I wrestle my phone out of the pocket of my skinny jeans.

“Nothing from Death-Cast?”

I click the side button, the screen lighting up with texts from Team Young but no missed calls. “No, but it’s not too late,” I say, seeing we’re one minute away from the End Day calls stopping at 2:00 a.m.

Suddenly, it feels like the last minute before midnight all over again, except this time we’re not surrounded by countless strangers. It’s just the two of us, watching the phone’s clock and waiting to see if he’ll be dying alone or if we’ll be going out in a blaze together.

The clock hits two, and no one’s calling.

Valentino

2:00 a.m.

Death-Cast isn’t calling Orion because he’s not going to die today, and I think I know why.

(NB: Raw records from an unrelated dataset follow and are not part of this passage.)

PR #1236, opened 2026-09-21
run --save: stable EDD declaration order (#1231)

### LINKED ISSUE #1231: run --save: element order is not stable across identical runs

PaulSnow:
## What

`dtrules run --save` now writes entities, and the fields within each, in EDD declaration order. The same rules on the same input save byte-identical files.

## Why

`entity.Factory.GetRefEntities` and `REntity.GetAttributeNames` both ranged over Go maps, so the top-level element order *and* the field order inside each entity varied per run (the issue saw only the first; sorted-line comparison hid the second). A host that detects "did this run change the state" by comparing saved output had to do an order-insensitive comparison.

Order chosen: **EDD declaration order**, not alphabetical and not first-write order.
- It is the order the author wrote the schema in, so the saved file reads like the EDD.
- It is already recorded at no cost: ref-entity ids are handed out as the EDD loader first declares each entity, and each attribute's value index is assigned as `AddAttribute` first sees it. The fix sorts by those, nothing new is stored.
- Insertion (first-write) order would depend on the data and on which rules fired, so two runs over different inputs would lay the same entity out differently.

Because the fix is in the two accessors, every other caller of them (printed results, excel export, EDD tooling) becomes deterministic too. `REntity.GetEntries` and `Factory.GetEntityNames` still range over maps; `--save` does not use them and I left them alone to stay within this issue.

## Tests

- `cmd/dtrules/run_save_order_test.go` drives the real `dtrules run` path (`runRun`, real project load, `--data`, `--save`) on `sampleprojects/SinusitisTherapy`:
  - `TestRunSave_ByteIdenticalAcrossRuns`: 8 runs, byte-identical output.
  - `TestRunSave_EDDDeclarationOrder`: the saved entity order and each entity's field order are subsequences of the EDD's declaration order, parsed from `sinusitis_edd.xml`.
- `pkg/dtrules/entity/declaration_order_test.go`: entities and fields declared out of alphabetical order come back in declaration order, 20 times. (The sinusitis EDD happens to be alphabetical, so this is the test that tells declaration order apart from sorted order.)

Without the fix (both files reverted to main): all three fail. Without only the `GetAttributeNames` fix: all three fail. Without only the `GetRefEntities` fix: the entity test and the byte-identical test fail. The EDD-order CLI test passes there, because its four entities happen to come out in a rotation that matches.

Reproduction from the issue (`Probe_Ctx` on `probe-in.xml`, 3 runs): before, three different md5s; after, one md5 (`b34d41fb…`) three times.

`make check` passes. The UI vitest step was skipped: no `ui/node_modules` in the worktree.

Fixes #1231


PaulSnow:
**[reviewer/fable 22:25Z]** Starting adversarial review of `task/1231-stable-save-order` (ae31fdfb) in a throwaway worktree under /tmp. Plan: check every writer that lists entities/attributes (save, trace, JSON, API), attribute-index uniqueness under the sort, run-time entities, downstream parsers, `make check`, and a trial merge with #1242 (both touch entity/entity.go). Read-only; no push, no merge, no approve.

PaulSnow (commented):
**[reviewer/fable review]** Adversarial review of `task/1231-stable-save-order` @ ae31fdfb, in a throwaway worktree. Not approving or requesting changes; verdict and evidence only.

## Verdict

No blocking findings. The fix is sound, minimal, the tests fail without it, and `make check` passes. The branch sits on the current `origin/main` tip (6a4bc1452), so "merged onto main" is the branch itself. One low-severity leftover (below) is outside `--save` and can stay out of scope.

## What I ran

- `make check` on the branch: passes (35 packages ok; UI vitest skipped, no node_modules).
- Mutation: removed both sorts (entity.go `GetAttributeNames`, factory.go `GetRefEntities`) and re-ran. `TestDeclarationOrder_RefEntitiesAndAttributes`, `TestRunSave_ByteIdenticalAcrossRuns`, `TestRunSave_EDDDeclarationOrder` all fail; restored, all pass. The tests can fail.
- Trial merge with #1242 (`task/1233-run-changed-flag`): clean auto-merge (different hunks in `entity/entity.go`, `doc_embedding.go`); `go test` on `cmd/dtrules`, `pkg/dtrules`, `entity`, `datafile`, `operators` passes on the merged tree.

## Findings

1. **Sort keys are total and stable (verified).** `EntityEntry.Index` is unique per entity: `AddAttribute` assigns `len(e.values)` on first sight and `AddEntry` keeps the old index on replace (entity.go:490-570), so `sort.Slice`'s instability cannot reorder equal keys. Ref-entity ids are assigned under the factory lock in `FindCreateRefEntity`, called from `processEntity` in file order (loader/edd.go:274); the JSON EDD loader iterates a slice (`Entities []JSONEDDEntity`, json.go:74/117), and project files come from `filepath.Glob` (sorted). Declaration order holds for XML and JSON EDDs and multi-file projects.

2. **Every writer that lists an entity now goes through the fixed accessor.** `datafile.Write` recurses through `GetAttributeNames` for nested entities and arrays of entities, and array elements are written in the array's own order (datafile.go:75-130). `trace/writer.go:117`, `trace/report.go:115/194`, `apiserver/debug_entity.go:101`, `debug.go:408`, `server.go:1658`, `interview.go:233`, `run_cmd.go:482` (`renderResult`), `authoring/*`, `excel/exporter.go:803/853` all use `GetAttributeNames`, so trace, printed results and API entity views become deterministic as a side effect.

3. **Low, out of scope: listings still in map order.** `Factory.GetEntityNames` (factory.go:175) feeds `dtrules validate --verbose` (main.go:564) and `session.go:59` (order-insensitive registration, harmless); `REntity.GetEntries` feeds `loader.BuildCollectionIndex` (edd.go:504; only affects the wording of the "ambiguous collection" error, the resolver errors on >1 candidate) and `excel/exporter.go:521`; `Factory.String()`. None touch `--save`. The PR body says so; noting it so nobody assumes `validate --verbose` is stable.

4. **Run-time entities.** `dataEntities` (run_cmd.go:406-424) saves the top-of-stack instance per ref-entity name; instances created by `newentity` appear only when reachable through an attribute or array, in that array's order. No entity type outside the EDD can exist (`CreateEntity` needs the ref entity), so there is no "not in the declaration" case.

5. **Downstream parsers.** `datafile.Read` walks elements by name (order-free), and `--review` uses the same path. DTRulesAgents is external and I did not run it, but the issue says it compares sorted lines, which a fixed order cannot break.

6. **Ordering with #1242.** #1242's `changed` flag is only checkable against bytes once this lands; I ran my #1242 attack table on the 1236+1242 merged tree for that reason. Suggest merging this one first.

## Not verified

UI vitest; the DTRulesAgents consumer; byte-identity of the Excel export.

This night is unfolding like a photo shoot coming together. For once, I’m not the subject. I’m the photographer, and everything is zooming into focus, like I’m switching out lenses until I land on the best one. The background is still a bit blurry, but if I adjust the aperture just enough, light enters and exposes the true model of this photo shoot. The boy with the constellation name. I’ve only seen some of his stars at work, but I understand the beauty. Orion is the focal point, so I stare at him and the sharpness of his hazel eyes and the hunched framing of his body, and once everything is aligned, just like stars in a constellation, everything becomes clear.

“You’re going to live,” I say.

“Until tomorrow, I guess.”

“You’re going to have much longer than you think.”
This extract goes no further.